How does this course fit into data science?#
You now have practice applying logistic regression and support vector machines to classification problems. How does this fit into a bigger picture? The way I see it, data science is the process of answering questions and making decisions based on data. The data science process usually combines several of the following pieces: data collection, data preparation, database design, visualization, communication, software engineering, machine learning, and more.
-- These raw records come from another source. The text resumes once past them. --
PR #5, opened 2020-04-17
Add spec for a Tracing ABI

mohit-a21:
Added proxy_set_active_span_tag to the abi. Using this ABI,
we should be able to add tag key and value to an active span
in case tracing is enabled for a request.


mohit-a21:
@PiotrSikora Please review this.

jcchavezs:
I have collected some thoughts on this in https://github.com/corazawaf/coraza-proxy-wasm/issues/166 and https://github.com/envoyproxy/envoy/issues/21959

PR #39, opened 2023-05-08
rename proxy_set_tick_period to reflect resolution

bonifaido:
this function is named proxy_set_tick_period_milliseconds at other parts of the spec and across implementations


mathetake:
Hi @bonifaido, please refer to the context https://github.com/proxy-wasm/spec/pull/40 but tldr is that the vNext/README.md has never been correct. We maintainers are gearing toward project overhaul, so let me close this PR for now. Thank you for your understanding!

In this course we focused on the machine learning portion. Machine learning has several branches like supervised learning, unsupervised learning, and reinforcement learning. We’ve been focusing on supervised learning, which means trying to predict a target value from features given a labeled data set. Within supervised learning, we’ve focussed on classification, which means the thing we’re trying to predict is categorical rather than a continuous in nature. Finally, we covered logistic regression and SVMs, the two most popular linear classifiers. So, while we’ve done a lot, there’s so much more out there!
Congratulations & thanks!#
Thanks for completing this journey with me. I hope you enjoyed it as much as I did. Congratulations again.